MELAWINEWS.COM, NANGA PINOH – Diketahui hingga saat ini Kabupaten Melawi belum memiliki Peraturan Daerah (Perda) khusus yang secara komprehensif mengatur pengelolaan sumber daya alam (SDA) lokal.
Kondisi tersebut dinilai berkaitan dengan realitas di lapangan, di mana konflik lahan, aktivitas pertambangan, serta tekanan terhadap kawasan hutan masih terus terjadi. Ketiadaan regulasi yang kuat menyebabkan posisi masyarakat kerap berada dalam ketidakpastian.
Ketua Umum KPA Ciwanadri Melawi, Dea Kusumah Wardhana, meminta DPRD Melawi untuk menginisiasi pembentukan Perda sebagai payung hukum yang berpihak pada masyarakat.
“Ini menjadi persoalan mendasar. Perda yang mengatur secara menyeluruh belum ada, sementara benturan kepentingan antara perusahaan dan masyarakat terus kerap terjadi,” ujar Dea, Sabtu (24/4/2026).
Ia mengatakan, hingga kini belum terdapat Perda yang secara tegas mengatur pemanfaatan lahan berbasis masyarakat, perlindungan hutan adat, maupun kewajiban perusahaan terhadap masyarakat di sekitar wilayah operasional.
Dea menegaskan, kondisi tersebut tidak dapat terus dibiarkan.
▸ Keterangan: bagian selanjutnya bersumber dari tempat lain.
PR #109, opened 2011-06-03
2I Development - AZ456, AZ457

rustyio:
To try this code locally, clone http://github.com/basho/riak, switch to branch "rtk-dev1", and build. This sets up a Riak source tree using the rtk-dev1 branch of riak_kv, and master branch of merge_index.
# Update Riak REST interface to extract Index headers and store in object metadata. (AZ456)

Created a malformed_index_headers/2 function to pull any headers prefixed with "x-riak-index-" from the request. Storing the headers in the object metadata under a slot called "index".

Some points for consideration:
- We _could_ have have made this "x-riak-meta-index-" in order to piggyback on existing metadata. Decided against it because:
  1. That would change the meaning of existing fields.
  2. That could causes problems if we ever want to store index fields somewhere other than object metadata.
- Do we want to use dash or underscore for field separators???
  - Using dashes fits in with existing header names.
  - Using underscores makes more sense for field names, especially later when we do some sort of query language. Field names will need some sort of delimiter, since we plan on using Hungarian notation to denote field types.
- We store the index_fields as unparsed lists:
  - This makes it easier to return return the original field to the user on read. (There is some pain in Riak Search around converting type fields back into the original values on the way out. Doesn't always work as expected.)
  - But, it means that we need to reparse the types when we need them later. This will happen at least once in the Put FSM, again in the VNode, and again if we use the metadata for filtering.
# Validate indexed fields in the Put FSM. (AZ457)

In riak_kv_put_fsm:validate/2, added a pre-commit hook that always runs and is responsible for pulling fields out of metadata and  ensuring that all of the fields parse. 

If a field fails to parse, then the hook fails just like a normal pre-commit hook, returning {fail, [Reasons]}, where Reason is one of:
- {unknown_field_type, Field}
- {field_parsing_failed, {Field, Value}}.

The pre-commit hook is stored in riak_index:validate_object/1. It calls into riak_index:validate_field/2. Types are determined based on suffix. Current types are *_id, *_int, *_float. Currently, a mapping of regular expressions to field types determines which function is used to parse the field:

```
"*_id" -> fun parse_id/1
"*_int" -> fun parse_integer/1
"*_float" -> fun parse_float/1
```

```
 # Store an object with field types...
 curl -v -X PUT \
 -d '{"bar":"baz"}' \
 -H "x-riak-index-field1_id: A" \
 -H "x-riak-INDEX-field2_int: 1" \
 -H "x-Riak-INDEX-field3_float: 3.14" \
 http://127.0.0.1:8098/riak/test/doc

 # Retrieve the object...
 curl -i http://127.0.0.1:8098/riak/test/doc?returnbody=true
```

### DIFF
--- a/src/riak_index.erl
+++ b/src/riak_index.erl
@@ -1,0 +1,337 @@
+%% -------------------------------------------------------------------
+%%
+%% riak_index: central module for indexing.
+%%
+%% Copyright (c) 2007-2010 Basho Technologies, Inc.  All Rights Reserved.
+%%
+%% This file is provided to you under the Apache License,
+%% Version 2.0 (the "License"); you may not use this file
+%% except in compliance with the License.  You may obtain
+%% a copy of the License at
+%%
+%%   http://www.apache.org/licenses/LICENSE-2.0
+%%
+%% Unless required by applicable law or agreed to in writing,
+%% software distributed under the License is distributed on an
+%% "AS IS" BASIS, WITHOUT WARRANTIES OR CONDITIONS OF ANY
+%% KIND, either express or implied.  See the License for the
+%% specific language governing permissions and limitations
+%% under the License.
+%%
+%% -------------------------------------------------------------------
+
+%% @doc central module for indexing.
+
+-module(riak_index).
+-export([
+         validate_object/1, 
+         validate_fields/1,
+         format_failure_reason/1
+        ]).
+
+%% -ifdef(TEST).
+-include_lib("eunit/include/eunit.hrl").
+%% -endif.
+
+-include("riak_kv_wm_raw.hrl").
+
+%% @type data_type_defs() = [data_type_def()].
+%% @type data_type_def() = {CompiledRegex:re:mp(), Module:module()}.
+
+%% @spec validate_object(riak_object:riak_object()) -> 
+%%         riak_object:riak_object() | {fail, term()}.
+%%
+%% @doc Validate the index fields stored in object metadata. Conforms
+%%      to the pre-commit hook interface. Return the unmodified object
+%%      if validation was successful, or {fail, [Reasons]} if validation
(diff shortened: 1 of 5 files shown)


src/riak_index.erl
```diff
@@ -0,0 +1,337 @@
...
+       {false, {field_parsing_failed, {"field_int", "4.56"}}}, 
+       F("field_int", "4.56")),
+
+    ?assertMatch(
+       {false, {field_parsing_failed, {"field_int", ".789"}}}, 
+       F("field_int", ".789")).
+
+
+validate_float_test() ->
+    %% Test validation of "*_int" fields...
```
kellymclaughlin, line 257: Should be *_float here.

src/riak_index.erl
```diff
@@ -0,0 +1,337 @@
...
+    end;
+parse_float("") ->
+    %% Explicitly checking the empty string case because otherwise our
+    %% normalization would fix it into 0.0. This stays consistent with
+    %% parse_integer/1 above.
+    {error, "Missing value."}.
+
+
+%% ====================
+%% TESTS
```
kellymclaughlin, line 189: Should add an ifdef(TEST) around here.

src/riak_index.erl
```diff
@@ -0,0 +1,337 @@
...
+       {fail, [
+               {field_parsing_failed, {"field_int", "A"}},
+               {unknown_field_type, "field_foo"}
+              ]},
+       F([
+          {"field_id", "A"},
+          {"field_int", "A"},
+          {"field_foo", "fail"},
+          {"field_float", "0.5"}
+         ])).
```
kellymclaughlin, line 337: endif to match the ifdef(TEST) here

kellymclaughlin:
Pending fix for comment typo and adding ifdef/endif to wrap the riak_index tests it's good to merge.

PR #234, opened 2011-10-06
Fix keys_fsm_eqc test after recent delete changes.

kellymclaughlin:
The `keys_fsm_eqc` test was broken by commit 0f7f23a43063aff436ddb363375fa1be444f1bf4 which was the delete on timer change. This change fixes the test by setting `delete_mode` to `immediate`. It also specifies `legacy_keylisting` as false to make the test more efficient.


slfritchie:
Yup, the QC test works now.  +1 to merge, thanks!

PR #236, opened 2011-10-10
Always use legacy stats until new stats are fixed.

massung:


src/riak_kv_stat.erl
```diff
@@ -221,9 +221,12 @@ init([]) ->
         {ok, true} ->
```
jonmeredith: I think it would be better to write the case statement so you only get the error if you've specifically disabled legacy stats, and the legacy_init can be refactored outside the warning.

``` erlang
    case application:get_env(riak_kv, legacy_stats) of
        {ok, false} ->
            lager:warning("Overriding user-setting and using legacy stats.");
        _ ->
            ok
    end,
    legacy_init().
```

You could also add to the message "Set riak_kv {legacy_stats, true} to remove this message." to give the user a hand to clean up.

jonmeredith:
+1 merge

PR #238, opened 2011-10-12
BZ1243: Normalize riak_object JSON form.

seancribbs:
- Verifies that round-trips to/from JSON do not diverge.
- Handles special-case for indexes: they are allowed to have multiple values.

### DIFF
--- a/src/riak_object.erl
+++ b/src/riak_object.erl
@@ -497,9 +497,9 @@ dejsonify_meta_value({struct, PList}) ->
     lists:foldl(fun({Key, List}, Acc) when is_list(List) ->
                         %% This reverses the {k,v},{k,v2} pattern that
                         %% is possible in multi-valued indexes.
-                        [{Key, L} || L <- List] ++ Acc;
+                        [{Key, dejsonify_meta_value(L)} || L <- List] ++ Acc;
                     ({Key, V}, Acc) ->
-                        [{Key,V}|Acc]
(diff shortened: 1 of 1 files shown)


src/riak_object.erl
```diff
@@ -444,17 +444,32 @@ jsonify_metadata_list(List) ->
...
+                                                  true -> Key
+                                               end,
+                                     JSONVal = if is_list(Value) -> jsonify_metadata_list(Value);
+                                                  true -> Value
+                                               end,
+                                     case dict:find(JSONKey, Dict) of
+                                         {ok, ListVal} when is_list(ListVal) ->
+                                             dict:append(JSONKey, JSONVal, Dict);
+                                         {ok, Other} ->
+                                             dict:store(JSONKey, [Other,JSONVal], Dict);
```
rustyio, line 467: This line looks odd, specifically `[Other,JSONVal]`. `Other` is going to be a binary, and `JSONVal` is going to be either a binary, or a list. Do we always want to create a new list out of this? It will work for the first two values, but after that I think this might create nested lists.

Edit: N/M... just realized what line 465 is doing.

seancribbs, line 467: The previous clause handles the case where the key is already a list, whereas this clause upgrades the previous value into a list. Does that make sense?

rustyio, line 467: Yep, dug into the code a little further after writing that comment and realized what was going on. Make sense.

rustyio:
+1 merge

PR #239, opened 2011-10-14
Fix backup/restore bug caused by misuse of fixed-up ring

jtuple:
Change riak_kv_backup from using get_my_ring to get_raw_ring so that the rings passed into the equal_rings check don't needlessly fail due to local (fixed-up) ring modifications. Without this change, backup/restore fail on clusters that engage the ring fix-up logic.

Fixes BZ1249


slfritchie:
Yup, the bad behavior goes away.  +1 to merge, thanks!

PR #240, opened 2011-10-14
Fix bitcask backend to delete pre-1.0 data directories

jtuple:
Upgrading 0.14.2 cluster to 1.0 cluster would result in two naming conventions for bitcask data directories: <index> and <index>-<timestamp> for 0.14.2 and 1.0 respectively. The bitcask backend would not clean-up the older <index> named directories, and therefore data would remain around after handoff. This pull-request fixes that.

Fixes bz1250


ian-plosker:
I've tested this patch on a cluster that experienced BZ1250. It appears to work, although I did have to prod the nodes to handoff with the following:

```
[ riak_core_vnode_master:get_vnode_pid(P, riak_kv_vnode) || {P, _} <- riak_core_ring:all_owners(Ring) ], 
riak_core_vnode_manager:force_handoffs().
```

kellymclaughlin:
+1 to merge.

Tanpa regulasi yang jelas, potensi konflik akan terus berulang dan bahkan berisiko semakin meluas. Oleh karena itu, ia meminta Pemerintah Kabupaten Melawi maupun DPRD Melawi untuk segera menerbitkan Perda dimaksud.
Menurutnya, ketiadaan payung hukum yang valid hanya akan memperpanjang konflik yang terjadi di masyarakat. Ia juga mendorong DPRD Melawi untuk menggunakan hak inisiatifnya dengan menggagas Perda tentang Pengelolaan SDA Lokal.
Perda tersebut dinilai penting sebagai instrumen untuk menciptakan keseimbangan antara kepentingan investasi, perlindungan lingkungan, dan pemenuhan hak masyarakat.
“Perda ini bukan untuk menghambat investasi, melainkan memastikan tidak ada pihak yang dirugikan. Pembangunan harus berjalan secara adil,” pungkasnya.